*Data for this exercise*:
--- --- ---

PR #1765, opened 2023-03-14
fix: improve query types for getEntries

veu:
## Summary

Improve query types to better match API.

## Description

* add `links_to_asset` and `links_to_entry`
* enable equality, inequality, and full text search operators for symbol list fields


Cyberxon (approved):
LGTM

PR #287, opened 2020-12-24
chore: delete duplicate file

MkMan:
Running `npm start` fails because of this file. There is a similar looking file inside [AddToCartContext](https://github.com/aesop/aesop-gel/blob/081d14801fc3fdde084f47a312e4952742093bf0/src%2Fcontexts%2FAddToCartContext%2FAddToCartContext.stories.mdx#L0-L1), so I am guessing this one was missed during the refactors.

--- --- ---

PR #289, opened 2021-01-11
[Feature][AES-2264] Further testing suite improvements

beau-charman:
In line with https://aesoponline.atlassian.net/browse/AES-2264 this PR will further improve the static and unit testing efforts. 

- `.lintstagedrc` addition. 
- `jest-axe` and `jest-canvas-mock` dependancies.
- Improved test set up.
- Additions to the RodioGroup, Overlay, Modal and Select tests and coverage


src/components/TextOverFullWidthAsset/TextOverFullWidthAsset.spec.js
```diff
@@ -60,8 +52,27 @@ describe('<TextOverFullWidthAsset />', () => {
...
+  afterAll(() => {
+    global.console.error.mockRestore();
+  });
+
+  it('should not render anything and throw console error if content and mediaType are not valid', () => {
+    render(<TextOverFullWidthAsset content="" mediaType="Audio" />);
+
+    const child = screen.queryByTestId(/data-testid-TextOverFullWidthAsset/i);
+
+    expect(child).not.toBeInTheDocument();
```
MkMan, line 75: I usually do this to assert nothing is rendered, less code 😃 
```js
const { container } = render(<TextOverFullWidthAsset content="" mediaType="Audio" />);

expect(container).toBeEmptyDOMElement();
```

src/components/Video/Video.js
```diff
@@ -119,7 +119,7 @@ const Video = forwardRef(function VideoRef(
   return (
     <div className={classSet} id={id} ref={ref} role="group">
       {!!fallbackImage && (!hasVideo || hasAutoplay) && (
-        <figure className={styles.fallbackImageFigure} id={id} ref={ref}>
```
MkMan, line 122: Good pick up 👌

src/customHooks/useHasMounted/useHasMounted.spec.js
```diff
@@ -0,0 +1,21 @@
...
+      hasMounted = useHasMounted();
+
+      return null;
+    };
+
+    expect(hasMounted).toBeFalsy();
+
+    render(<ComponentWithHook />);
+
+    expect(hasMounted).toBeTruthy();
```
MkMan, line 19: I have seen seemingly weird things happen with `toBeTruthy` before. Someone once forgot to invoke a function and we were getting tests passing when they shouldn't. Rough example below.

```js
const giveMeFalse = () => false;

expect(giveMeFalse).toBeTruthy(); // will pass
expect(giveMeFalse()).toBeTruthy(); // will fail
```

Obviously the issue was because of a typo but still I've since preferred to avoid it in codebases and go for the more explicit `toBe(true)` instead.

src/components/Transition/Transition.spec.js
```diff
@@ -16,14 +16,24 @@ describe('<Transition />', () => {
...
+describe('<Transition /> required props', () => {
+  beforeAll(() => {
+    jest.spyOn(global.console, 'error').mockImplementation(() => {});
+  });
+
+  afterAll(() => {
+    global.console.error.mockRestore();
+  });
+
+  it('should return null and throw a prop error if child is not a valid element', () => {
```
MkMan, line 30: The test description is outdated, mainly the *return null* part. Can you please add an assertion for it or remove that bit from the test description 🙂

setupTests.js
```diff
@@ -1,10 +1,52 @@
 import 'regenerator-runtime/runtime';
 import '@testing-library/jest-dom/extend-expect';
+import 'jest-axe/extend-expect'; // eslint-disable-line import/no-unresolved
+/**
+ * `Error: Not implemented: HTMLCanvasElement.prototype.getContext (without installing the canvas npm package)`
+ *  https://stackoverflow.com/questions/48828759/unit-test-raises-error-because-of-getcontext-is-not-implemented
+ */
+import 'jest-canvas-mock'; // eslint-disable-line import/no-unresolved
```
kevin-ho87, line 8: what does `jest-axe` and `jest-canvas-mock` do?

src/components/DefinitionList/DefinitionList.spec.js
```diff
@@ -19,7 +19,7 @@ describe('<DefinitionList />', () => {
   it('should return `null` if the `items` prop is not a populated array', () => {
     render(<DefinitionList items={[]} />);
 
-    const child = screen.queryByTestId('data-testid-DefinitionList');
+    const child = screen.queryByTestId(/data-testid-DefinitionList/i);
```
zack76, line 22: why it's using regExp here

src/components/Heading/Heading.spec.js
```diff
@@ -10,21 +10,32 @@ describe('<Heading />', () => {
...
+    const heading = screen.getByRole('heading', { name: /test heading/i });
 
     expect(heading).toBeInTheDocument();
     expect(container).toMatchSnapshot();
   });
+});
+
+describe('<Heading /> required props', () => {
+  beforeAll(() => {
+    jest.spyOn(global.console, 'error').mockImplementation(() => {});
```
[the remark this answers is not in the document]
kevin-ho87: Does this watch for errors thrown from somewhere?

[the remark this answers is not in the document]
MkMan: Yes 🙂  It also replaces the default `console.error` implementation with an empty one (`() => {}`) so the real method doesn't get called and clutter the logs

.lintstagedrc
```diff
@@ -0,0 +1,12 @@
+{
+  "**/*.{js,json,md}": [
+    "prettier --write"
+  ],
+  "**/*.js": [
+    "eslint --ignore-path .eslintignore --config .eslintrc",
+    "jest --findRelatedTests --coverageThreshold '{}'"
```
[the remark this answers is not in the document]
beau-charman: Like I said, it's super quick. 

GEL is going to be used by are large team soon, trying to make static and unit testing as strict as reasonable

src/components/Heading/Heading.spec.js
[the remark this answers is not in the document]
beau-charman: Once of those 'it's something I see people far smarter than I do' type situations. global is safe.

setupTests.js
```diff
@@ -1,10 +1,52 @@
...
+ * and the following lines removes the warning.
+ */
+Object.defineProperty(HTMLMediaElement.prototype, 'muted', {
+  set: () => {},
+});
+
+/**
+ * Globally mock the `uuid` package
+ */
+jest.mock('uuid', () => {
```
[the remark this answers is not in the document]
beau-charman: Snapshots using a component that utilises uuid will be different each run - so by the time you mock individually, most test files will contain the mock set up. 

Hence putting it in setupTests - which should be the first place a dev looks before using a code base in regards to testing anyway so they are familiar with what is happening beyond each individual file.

--- --- ---

*About this exercise*: If a line in the records contains the string "lintstagedrc", copy it out.

*Exercise solution*:
- `.lintstagedrc` addition. 
.lintstagedrc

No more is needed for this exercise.